Work instructions: How many lines in the listing include the string "ScrollIntoViewHelper"? Reply with the number alone.

[Start of Attachment]

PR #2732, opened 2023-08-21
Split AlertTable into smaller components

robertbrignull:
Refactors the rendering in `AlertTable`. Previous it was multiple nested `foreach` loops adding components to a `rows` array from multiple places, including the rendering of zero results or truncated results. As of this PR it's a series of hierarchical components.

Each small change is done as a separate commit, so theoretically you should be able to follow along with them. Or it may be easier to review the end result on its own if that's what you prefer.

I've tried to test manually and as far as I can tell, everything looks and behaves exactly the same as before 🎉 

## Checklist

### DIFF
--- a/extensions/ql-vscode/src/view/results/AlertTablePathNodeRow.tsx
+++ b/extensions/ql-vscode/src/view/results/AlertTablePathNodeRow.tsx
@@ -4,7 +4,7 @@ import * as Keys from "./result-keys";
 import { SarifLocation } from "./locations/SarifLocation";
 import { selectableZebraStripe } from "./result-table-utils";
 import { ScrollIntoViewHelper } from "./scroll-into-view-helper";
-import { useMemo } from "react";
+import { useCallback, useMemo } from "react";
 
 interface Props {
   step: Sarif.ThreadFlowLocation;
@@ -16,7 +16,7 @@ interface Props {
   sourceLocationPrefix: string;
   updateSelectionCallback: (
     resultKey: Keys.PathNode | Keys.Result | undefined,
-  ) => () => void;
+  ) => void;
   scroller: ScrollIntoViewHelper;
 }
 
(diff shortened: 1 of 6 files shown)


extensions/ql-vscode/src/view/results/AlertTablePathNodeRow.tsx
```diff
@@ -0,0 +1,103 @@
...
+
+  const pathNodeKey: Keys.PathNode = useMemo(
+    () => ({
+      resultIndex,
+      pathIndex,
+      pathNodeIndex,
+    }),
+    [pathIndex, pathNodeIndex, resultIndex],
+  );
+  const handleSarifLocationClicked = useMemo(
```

[End of Attachment]
[Start of Attachment]

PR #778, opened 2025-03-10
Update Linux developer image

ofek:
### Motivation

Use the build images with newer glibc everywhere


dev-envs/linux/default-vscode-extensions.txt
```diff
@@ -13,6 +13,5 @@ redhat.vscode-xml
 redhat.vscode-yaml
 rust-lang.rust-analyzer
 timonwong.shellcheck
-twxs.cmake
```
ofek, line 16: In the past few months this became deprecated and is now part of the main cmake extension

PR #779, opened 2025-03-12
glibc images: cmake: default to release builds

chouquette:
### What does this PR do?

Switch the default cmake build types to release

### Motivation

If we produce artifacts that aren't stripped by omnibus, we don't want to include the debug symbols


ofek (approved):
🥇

[End of Attachment]

Result of this exercise: 2